[Dataset entries]
◇ ◇ ◇ ◇

PR #9221, opened 2026-02-07
Make user error msgs in `PushStyleVar()` and its variants more precise

GrayWolf64:
I think this can be an improvement compared with previous 4 duplicate error messages.


ocornut:
The 3 messages are the same because it felt it was unnecessary to add extra string data to the code when the messages are so similar. As the error usually leads to an assert you would identify the callstack immediately, don't you think so?

GrayWolf64:
That's true. Thanks for your review!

◇ ◇ ◇ ◇

What is being asked:
Please retype every entry above exactly as it stands.

Your solution:
PR #9221, opened 2026-02-07
Make user error msgs in `PushStyleVar()` and its variants more precise

GrayWolf64:
I think this can be an improvement compared with previous 4 duplicate error messages.


ocornut:
The 3 messages are the same because it felt it was unnecessary to add extra string data to the code when the messages are so similar. As the error usually leads to an assert you would identify the callstack immediately, don't you think so?

GrayWolf64:
That's true. Thanks for your review!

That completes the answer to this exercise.